### What to produce
Word for word, return the lines from the start of the entries below through the line that has "When requesting a".

### Listed entries

PR #676, opened 2026-02-14
fix: Resolve loop device unexpected behaviour

### LINKED ISSUE #674: Encryption flag silently does nothing on loop files
When requesting a loop backed disk with `--encrypt` no encryption occurs and no error or warning is emitted. 

Loop files are intended for development, and not working with FDE is intentional, however the experience of requesting an encrypted loop file, and the result being that you get an unencrypted device is unexpected. The user may expect that FDE is available on the loop file. 

If the `--encrypt` flag is passed to `disk add`, an error should occur.

johnramsden:
# Description

Fixes #674

Loop devices can exhibit unexpected behavior where they are passed encrypt/wal/db flags but it does nothing. FDE/WAL/DB is intended for production usage, so we do not support it on loop devices, but the user experience should be better in case they are trying to test encryption on loop devices and wondering why it's not working.

Fix silent failures when adding loop-backed OSDs:
  - Error on --encrypt with loop devices instead of silently ignoring it
  - Fix missing encryptDevice error handling (err was not assigned)
  - Apply validateAddOSDArgs to single-disk bulk path which previously skipped validation
  - Consolidate loop device detection into isLoopDevice helper
  - Pass WAL/DB through to add disk so we can validate and not ignore WAL/DB
  - Amend old docs

## Type of change

## How has this been tested?

* Unit tests adjusted to test WAL/DB/encrypt

Manual test commands:

    sudo microceph cluster bootstrap

    # Should error: encryption on loop device
    sudo microceph disk add loop,4G,3 --encrypt

Validation Error found
Error: encryption is not supported on loop devices

    # Should error: loop device with WAL
    sudo microceph disk add loop,4G,3 --wal-device /dev/sdx

Validation Error found
Error: WAL/DB is not supported on loop devices

    # Should error: loop device with DB
    sudo microceph disk add loop,4G,3 --db-device /dev/sdx

Validation Error found
Error: WAL/DB is not supported on loop devices

    # Should succeed: loop device without encrypt/WAL/DB
    sudo microceph disk add loop,1G,3

```
+-----------+---------+
|   PATH    | STATUS  |
+-----------+---------+
| loop,1G,3 | Success |
+-----------+---------+
```

## Contributor checklist

Please check that you have:

### DIFF
--- a/microceph/ceph/osd.go
+++ b/microceph/ceph/osd.go
@@ -191,7 +191,7 @@ func (m *OSDManager) setupEncryptedOSD(devicePath string, osdDataPath string, os
 	}
 
 	// Encrypt the device
-	encryptDevice(devicePath, key)
+	err = encryptDevice(devicePath, key)
 	if err != nil {
 		return "", fmt.Errorf("failed to encrypt: %w", err)
 	}
@@ -678,6 +678,11 @@ func (m *OSDManager) addBulkDisks(ctx context.Context, disks []types.DiskParamet
 	ret := types.DiskAddResponse{}
 
 	if len(disks) == 1 {
+		// Validate
+		err := m.validateAddOSDArgs(disks[0], wal, db)
+		if err != nil {
+			return prepareValidationFailureResp(disks, err)
+		}
 		// Add single disk with requested WAL/DB devices.
 		resp := m.addSingleDisk(ctx, disks[0], wal, db)
 		ret.Reports = append(ret.Reports, resp)
@@ -705,7 +710,7 @@ func (m *OSDManager) addBulkDisks(ctx context.Context, disks []types.DiskParamet
 
 // addSingleDisk is a wrapper around AddOSD which logs disk addition failures and returns a formatted response.
 func (m *OSDManager) addSingleDisk(ctx context.Context, disk types.DiskParameter, wal *types.DiskParameter, db *types.DiskParameter) types.DiskAddReport {
-	if strings.Contains(disk.Path, constants.LoopSpecId) {
+	if isLoopDevice(disk) {
 		// Add file based OSDs.
 		err := m.addLoopBackOSDs(ctx, disk.Path)
 		if err != nil {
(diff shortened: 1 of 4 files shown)


sabaini (commented):
Thanks @johnramsden lgtm! Need to get CI green then it's gtg

microceph/ceph/osd.go
```diff
@@ -191,7 +191,7 @@ func (m *OSDManager) setupEncryptedOSD(devicePath string, osdDataPath string, os
 	}
 
 	// Encrypt the device
-	encryptDevice(devicePath, key)
+	err = encryptDevice(devicePath, key)
```
UtkarshBhatthere, line 194: nice catch

microceph/ceph/osd.go
```diff
@@ -739,9 +744,20 @@ func (m *OSDManager) addOSD(ctx context.Context, data types.DiskParameter, wal *
...
+}
+
 func (m *OSDManager) validateAddOSDArgs(data types.DiskParameter, wal *types.DiskParameter, db *types.DiskParameter) error {
-	if data.LoopSize != 0 && (wal != nil || db != nil) {
-		return fmt.Errorf("loopback and WAL/DB are mutually exclusive")
+	if isLoopDevice(data) {
+		if wal != nil || db != nil {
+			return fmt.Errorf("loopback and WAL/DB are mutually exclusive")
+		}
+		if data.Encrypt {
```
UtkarshBhatthere, line 758: is this a limitation that we are imposing ? Because this will make it harder for us to test encryption with loop devices (most of our CI)

UtkarshBhatthere (commented):
lgtm, left some comments/ questions

microceph/ceph/osd.go
johnramsden: It says in the [documentation](https://canonical-microceph.readthedocs-hosted.com/stable/reference/commands/disk/): 

> WAL and DB devices can only be used with data devices that reside on a block device, not with loop files. Loop files do not support encryption.

Additionally, I believe the CI [uses](https://github.com/canonical/microceph/blob/afb6a3a0cb2a28edc1c5d10ef0a16b77ccd56dd7/.github/workflows/tests.yml#L125) manually created loop devices, not microceph managed "loop files" - these will not be identified as different from a block device, and do support encryption.

UtkarshBhatthere:
@johnramsden have triggered the tests.

microceph/ceph/osd.go
UtkarshBhatthere: ack, that sounds good to me.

### Answer box
PR #676, opened 2026-02-14
fix: Resolve loop device unexpected behaviour

### LINKED ISSUE #674: Encryption flag silently does nothing on loop files
When requesting a loop backed disk with `--encrypt` no encryption occurs and no error or warning is emitted. 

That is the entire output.